Defesa da Caatinga: é preciso sancionar a política nacional de combate à desertificação

Por Eduardo Amorim

Emanuela Castro, da Casa da Mulher do Nordeste, Paulo Pedro, do Caatinga, e Riva Almeida, do Centro Sabiá, receberam prêmio Dryland Champions da UNCCD.

Apaixonado pelo bioma mais representativo da cultura sertaneja, o coordenador de projetos da ONG Caatinga, Paulo Pedro de Carvalho, está preocupado com a situação política brasileira e os efeitos que um golpe contra a Democracia podem ter também nas políticas de convivência com o semiárido e de preservação do meio ambiente. Ele foi entrevistado pela reportagem do Canto do Sabiá justamente no Dia Nacional da Caatinga, 28 de abril.

Para quem não sabe, a ação do homem já alterou mais de 80% do território originalmente ocupado pela caatinga. O nome do bioma é uma palavra originária do tupi-guarani, que significa “mata branca”. Ele é o único sistema ambiental exclusivamente brasileiro e possui extensão territorial de 734.478 km², correspondendo a cerca de 10% do território nacional. As temperaturas médias anuais são elevadas, oscilam entre 25°C e 29°C. O clima é semiárido; e o solo, raso e pedregoso, é composto por vários tipos diferentes de rochas.

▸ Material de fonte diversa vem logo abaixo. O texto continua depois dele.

PR #428, opened 2018-08-09
KZL-30 Persistent search filters across collections and reloads

xbill82:
## What does this PR do ?
This PR enables the Data -> Index -> Collection -> Browse view to remember search filters across collections, reloads and document edits.

#### Persistent filters across collections

1. Perform a search on a collection (quick, basic o raw) - you should see the filter specified in the URL
2. Switch to another collection
3. Switch back to the previous collection
4. The filter specified for the previous search is still defined

#### Persistent filters across reloads

1. Perform a search on a collection (quick, basic o raw)
2. The the filter is specified in the URL
3. Reload the page
4. The filter specified for the previous search is still defined

#### Persistent filters across document edits

1. Perform a search on a collection (quick, basic o raw)
2. Edit a document in the results
3. After updating the document, the results of the search are still visible

#### Persistent filters across sessions

1. Perform a search on a collection (quick, basic o raw)
2. Logout and login again
3. Browse to the previous collection
4. The filter specified for the previous search is still defined

Note that this happens even if you login as another user.

### Boyscout

A major refactoring has been performed on the search filters system.

PR #430, opened 2018-08-13
Filters css refactor

xbill82:
~Depends on #428~

## What does this PR do ?
This PR aligns the styles of the components touched in #428 with the guidelines specified in `CONTRIBUTING.md`. Specifically, 

* styles have been moved from global `.scss` files to individual component's scoped `style` tag
* CSS classes have been harmonized with the BEM convention
* many useless style rules have been wiped away

You should just browse data and use the filters and ensure everything looks fine.


Aschen:
I have another bug but it was introduced by the previous PR..
 - Select BasicFilter mode
 - Type something only in the `Attribute` field
 - Submit the form
 - You should see an error and the component is re-render so it switch on the QuickFilter mode
image

PR #432, opened 2018-08-20
KZL 301 - Display realtime search result when updating filters

Aschen:
## What does this PR do ?

~Depends on https://github.com/kuzzleio/kuzzle-admin-console/pull/430 (PR is based on this branch for now, so you can review it)~

This PR refresh the search results in realtime when the query is updated.  
When you are typing in the quick filter input or in the basic filter inputs, requests are made to display search results as you are typing. (google like)

https://jira.kaliop.net/browse/KZL-301

  - Step 1 : Create a index and collection and fill it with fake data (or use [this script](https://gist.github.com/Aschen/67ee985b2445273edea6b172414e9bfe) )
  - Step 2 : Go to the collection and type something in the simple filter input
  - Step 3 : Switch to basic filter and type something


Aschen:
I agree. I add the realtime search on quick filter because it was specified in the story but I'm not quite sure we have a strong usecase.

Aschen:
I have removed the realtime search result for Quickfilter

PR #431, opened 2018-08-20
Security refactor

xbill82:
## What does this PR do ?
~depends on #430~

MAKE THE ADMINCONSOLE GREAT AGAIN

This PR refactors the security lists (Users, Profiles and Roles) harmonizing the propagation of the filters with the Data section. 

### How should this be manually tested?

Just take a look around and see if anything is broken

### Boyscout

This PR excludes the `vuex-router-sync` package, that we wanted to discard.

PR #435, opened 2018-08-22
KZL-300 Buttons to switch between list views

xbill82:
~Depends on #431~

## What does this PR do ?
This PR enriches the Documents page (Data :arrow_right: `<index>` :arrow_right: `<collection>`)  with three buttons next to the QuickSearch filter. These buttons will allow to show the documents contained in the collection as two new views (Boxes and Map).

Open the contents of a collection and click on the three buttons next to the QuickSearch filter. 

selection_115

You should see two new views in the place of the document list.

selection_116

### Other changes
The PR introduces a new refactoring to the Documents Page.
The refactoring was necessary because the CommonList and CrudlDocument component introduced useless abstraction that reduced flexibility in the development of new features. These components are no more used on this page: instead, their contents have been


jenow:
For me the 3 buttons to switch the view are too big.. We need other opinions though

PR #436, opened 2018-08-23
Shrinked the main wrapper a little bit and centered it

xbill82:
## What does this PR do ?
This PR introduces a layout proposal for the content pane of the Admin Console. It's just a proposal and I'd like to ask the community for feedback.

### Motivation
Working on the Admin Console on large screens is annoying to me due to the item lists taking the whole screen width. I found that list items don't need all that space, since content is mostly vertically laid out and takes one fifth of the screen width at most (when the item content is expanded).
Plus, this layout makes it painful to reach the action buttons for items (the little pencil and the "Delete" menu item).
And, last but not least, it simply looked ugly to my eyes. Not that I find this new layout particularly pretty, but it seems to me it's on the right track.

Open the Netlify-deployed instance or build your own locally and connect it to a running Kuzzle Server. Just browse the documents of a collection or the Security section and see how it looks. You can also play with the window width and see how it behaves.

#### Before
kuzzle admin console - mozilla firefox_117

#### After
kuzzle admin console - mozilla firefox_118

### DIFF
--- a/package-lock.json
+++ b/package-lock.json
@@ -2371,7 +2371,8 @@
             "ansi-regex": {
               "version": "2.1.1",
               "bundled": true,
-              "dev": true
+              "dev": true,
+              "optional": true
             },
             "aproba": {
               "version": "1.2.0",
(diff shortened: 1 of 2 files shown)


xbill82:
LOL, this went too fast.

PR #439, opened 2018-08-23
[KZL-181] As an end user, i'd like to use Kuzzle Admin Console on my desktop

alexandrebouthinon:
:warning: Don't merge this PR yourself :warning: 

## What does this PR do ?
Add a simple electron packaging stage to Travis and push ZIP to dl.kuzzle.io

Check https://dl.kuzzle.io and download the zipfile matching your platform.


alexandrebouthinon:
WARNING : Do not merge this PR ! 
I use travis to publish the DoD on S3. So I need to update the travis.yml when all the reviewers accept this PR.

alexandrebouthinon:
@Aschen: It's Ok for the zoom level and version number in package name. But version number in window title must be perform in VueJS code not in Electron.

.electron/main.js
```diff
@@ -0,0 +1,57 @@
...
+let mainWindow;
+
+function createWindow () {
+  // Create the browser window.
+  mainWindow = new BrowserWindow({
+    width: 1280,
+    height: 720,
+    devTools: false,
+    webPreferences: {
+      zoomFactor: 0.8
```
xbill82: I think this is the DPI @benoitvidis is talking about: why not `1`?

alexandrebouthinon: Because, we need to scroll down to fill form pages. But I think have found a solution. I'll put the PR on WIP.

xbill82: it looks more like a CSS issue than something we should tweak on Electron, no?

alexandrebouthinon: Yes, you're right :disappointed:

A caatinga está presente nos estados do Ceará, Rio Grande do Norte, Paraíba, Pernambuco, Sergipe, Alagoas, Bahia, Piauí e norte de Minas Gerais. Paulo Pedro fala como apaixonado e técnico da ONG Caatinga, que recentemente sediou a Caravana Agroecológica e Cultural do Araripe, região escolhida no Nordeste para fazer parte da pesquisa que analisa o impacto dos sistemas agroflorestais nos ecossistemas do nosso país. O estudo foi conduzido pela Articulação Nacional de Agroecologia, com assessoria de professores da UFRPE e apoio da própria ONG.

Centro Sabiá – Como está a situação do bioma caatinga na atualidade, especialmente levando em conta o longo período de seca que vivenciamos no semiárido nordestino?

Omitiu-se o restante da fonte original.